Awesome! Thanks! I'll try this one tomorrow. A friend told me this might be a relay problem or something. But I'm not sure about that. Your comment makes more sense and easy to understand.


----------



## worthirt (May 21, 2013)

Someone said relay for me also, it could be one, but do this first. It won't hurt anything and may not cost anything but time (if you have some extra wire lying around).


----------



## b13er (Apr 7, 2010)

I agree with Worthit, car manufacturers are really cheap when it comes to grounding your car. That and after so much time your grounds need to be refurbished. Doing it will never be a loss even if it didn't fix the problem, it's routine maintenance anyhow.

Your alternators voltage regulator can start to go out and make noise like that, but I'm pretty sure sometimes you go to test it and it looks good at 14.4 volts which throws you off. The best test for an alternator is if you take it out and hand it to the people at AutoZone or Advance Auto Parts.

You could also try running a new power wire from the alternators positive output directly to the positive side of the battery. It's a common trick for Car Audio installations to get more power out of your alternator. If the short was in that tiny stock power wire, adding that extra one should fix the problem.

A short or a bad relay is going to be worst case scenario, since finding it will be so hard, so I would save those for last. 

For the relay, you can sometimes save money by swapping out a good known one, say like the horn, and putting it where you think the bad one is. Just make sure they are the same relay with the same model number. If it fixes the problem, go buy a new relay.


----------



## mindtwist07 (Apr 16, 2014)

Thanks or the inputs. I'll keep those things in mind as references.

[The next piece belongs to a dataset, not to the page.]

PR #12088, opened 2026-08-23
fix(dev-harness): honor explicit desktop profile environment

arhxam:
## Summary

`resolve_profile(..., env=...)` uses the supplied mapping for the app name but reads automation settings from ambient `os.environ`. The same explicit profile input can therefore produce different output—or silently pick up a developer shell's automation port—depending on unrelated process state.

Ive tried adding ground by using a thick battery cable from the engine to body and battery to body, the blinking is still there.I bought the car second hand and there are a lot of loose wires that doesn't have a connection and wrapped around with an electrical tape. I was thinking those things might be the culprit. Like Bi3er said I'll check the alternator and think of the relay as a last resort if you will if anything else fails.


----------



## b13er (Apr 7, 2010)

So my backup lights weren't coming on recently, guess what the culprit was... the only wire on the entire car that had electrical tape wrapped around it. After I removed the tape I saw that the wires weren't even touching each other anymore. Wiring tape never holds up long under the hood of a car, it's just too hot under there and the glue from the tape gets hot and doesn't hold.

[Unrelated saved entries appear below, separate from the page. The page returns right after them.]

PR #12090, opened 2026-08-23
fix(web): Enter mid-IME-composition must not send the chat message

### LINKED ISSUE #4936: Bug: Japanese IME — Enter key during kanji conversion triggers message send in Chat
## Bug Report

MACOS

**Description:**
In Chat with Omi, pressing Enter to confirm kanji conversion while typing Japanese causes the message to be sent immediately. The IME composition confirmation conflicts with the app's send trigger, resulting in frequent accidental message sends for Japanese users.

**Steps to reproduce:**
1. Open Chat with Omi
2. Switch to Japanese IME
3. Type Japanese text that requires kanji conversion
4. Press Enter to confirm the conversion
5. Message is sent immediately instead of just confirming the conversion

**Expected behavior:**
Enter during IME composition (conversion) should only confirm the conversion, not send the message. The message should only be sent when Enter is pressed *after* composition is complete.

**Suggested fix:**
- Do not trigger send when Enter is pressed during active IME composition ( /  events in web;  check in Flutter)
- Optionally, provide configurable send methods:
  - Enter = line break / Cmd+Enter = send
  - Enter = send / Shift+Enter = line break
  - For Japanese locale, default to "Enter = line break, Cmd+Enter = send"

**Impact:**
This makes Chat unusable for Japanese users — repeated mis-sends cause frustration and fear of typing, directly hurting UX for the entire Japanese user base.

**Platform:** iOS / Android (Flutter app)

---
*Reported by community via Discord.*

abunet:
Closes #4936.

Typing Japanese, Chinese or Korean, the first Enter confirms the conversion candidate the IME is offering; only a later Enter is meant for the composer. Both web chat composers read `e.key === 'Enter' && !e.shiftKey` and sent on both, so confirming a kanji conversion sent the half-written message.

macOS already draws this distinction — `ComposerKeyAction.resolve` reads `hasMarkedText` and returns `.newline` mid-composition (`desktop/macos/Desktop/Sources/Theme/OmiTextEditor.swift:49`). The web composer had no equivalent: `isComposing` appeared nowhere under `web/`. This ports the same rule to `ChatComposer` and `ChatPanel` through one shared predicate instead of a third copy of the condition.

The issue reports the platform as iOS/Android, but Flutter does not bind send to Enter and macOS already handles marked text; the web app is the surface that is actually broken.

## Source for the expected value

`KeyboardEvent.isComposing` is the standard signal for an in-flight IME composition (UI Events). Engines that predate it surface every composition keydown as `keyCode` 229 instead, so the predicate checks both.

## Verification

- `bash web/app/test.sh` — typecheck clean, 58 files / 329 tests (3 new) passing
- Reverting only the two component call sites on this branch turns the two composing cases red and leaves the other six green, so the test exercises the composer rather than asserting the predicate in isolation

none

## Failure class (fixes)

Failure-Class: none

<a href="https://cubic.dev/pr/BasedHardware/omi/pull/12090?utm_source=github" target="_blank" rel="noopener noreferrer" data-no-image-dialog="true"><picture><source media="(prefers-color-scheme: dark)" srcset="https://www.cubic.dev/buttons/review-in-cubic-dark.svg"><source media="(prefers-color-scheme: light)" srcset="https://www.cubic.dev/buttons/review-in-cubic-light.svg">Review in cubic</picture></a>

### DIFF
--- a/web/app/src/components/chat/ChatComposer.tsx
+++ b/web/app/src/components/chat/ChatComposer.tsx
@@ -8,6 +8,7 @@ import { OmiPulseMark } from '@/components/ui/OmiPulseMark';
 import { uploadChatFiles } from '@/lib/api';
 import type { MessageFile } from '@/types/conversation';
 import { cn } from '@/lib/utils';
+import { shouldSubmitComposerKey } from '@/lib/chatComposerKey';
 
 /**
  * The ask bar: one pill that carries the text and every control that acts on
@@ -186,7 +187,7 @@ export function ChatComposer({
   };
 
   const handleKeyDown = (e: React.KeyboardEvent) => {
-    if (e.key === 'Enter' && !e.shiftKey) {
+    if (shouldSubmitComposerKey(e)) {
       e.preventDefault();
       void handleSend();
     }
--- a/web/app/src/components/chat/ChatPanel.tsx
+++ b/web/app/src/components/chat/ChatPanel.tsx
@@ -11,6 +11,7 @@ import { uploadChatFiles, getChatApps } from '@/lib/api';
 import type { App } from '@/lib/api';
 import { cn } from '@/lib/utils';
 import { MixpanelManager } from '@/lib/analytics/mixpanel';
+import { shouldSubmitComposerKey } from '@/lib/chatComposerKey';
 import { ChatMarkdown } from './ChatMarkdown';
 
 interface FilePreviewItem {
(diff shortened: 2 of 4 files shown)


kodjima33 (approved):
Fix is correct and well-tested: distinguishes IME composition Enter from send Enter via isComposing/keyCode 229, matches the existing macOS behavior. Confidence 5/5.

Get some of those plastic connectors where you put a wire in each side and crimp them down. I would even add some heat shrink tubing to the outside of the connector so that the wires don't corrode.


----------



## mindtwist07 (Apr 16, 2014)

b13er said:


> So my backup lights weren't coming on recently, guess what the culprit was... the only wire on the entire car that had electrical tape wrapped around it. After I removed the tape I saw that the wires weren't even touching each other anymore. Wiring tape never holds up long under the hood of a car, it's just too hot under there and the glue from the tape gets hot and doesn't hold.
> 
> Get some of those plastic connectors where you put a wire in each side and crimp them down. I would even add some heat shrink tubing to the outside of the connector so that the wires don't corrode.

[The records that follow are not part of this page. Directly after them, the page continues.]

Issue #4801, opened 2026-02-13
Fix shared conversation and App store web page broken links and old product


hugoaap-code:
hello I noticed that links on both shared conversation web page (browser I mean) and App store web page are mostly broken (also mobile menu broken on app store page)

what could help us reach more people and get more users is driving users to broken Pages old pages 404 error pages and is promoting Omi Dev Kit (unavailable) to instead of the CV1

check screenshot with broken links

![Screenshot_20260213_082314_Chrome.jpg](https://github.com/user-attachments/assets/ab4bce24-ffd4-4fcf-b55a-c16a667b282d)

![Screenshot_20260213_082233_Chrome.jpg](https://github.com/user-attachments/assets/5aff3880-9025-41d2-97d5-b01a12b83283)

shared Omi convo: https://web.plaud.ai/s/pub_c7f65c64-8dd2-4b7c-9477-e208b92e1413::fGwMHjfCyYUwccXEnKQDQbaK6Usg4V_AQx4blxgmV_R3MY_7VYHpw1rig5R3BzUuMSxGU5-6TtTtYbgC

---

also we could make the shared conversation page similar to Plaud's regarding promoting Omi device more objectively (for now the page won't promote Omi at all)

Thanks Bi3er. I'll try checking the wiring and all connections involved. I was thinking of those bronze female and male connectors and crimp them. Its going to be a lot of work. If that still fails, I have no choice but to see an electrician and hopefully find a good one.


----------



## worthirt (May 21, 2013)

If you would have mentioned the loose/damaged wires from the get go, I would have told you to go after those first. The best way to fix a wire is to sotter the wires and heat shrink them, because it makes the best connection. Crimp is fine, but no matter what you do, heat shrink the connections.


----------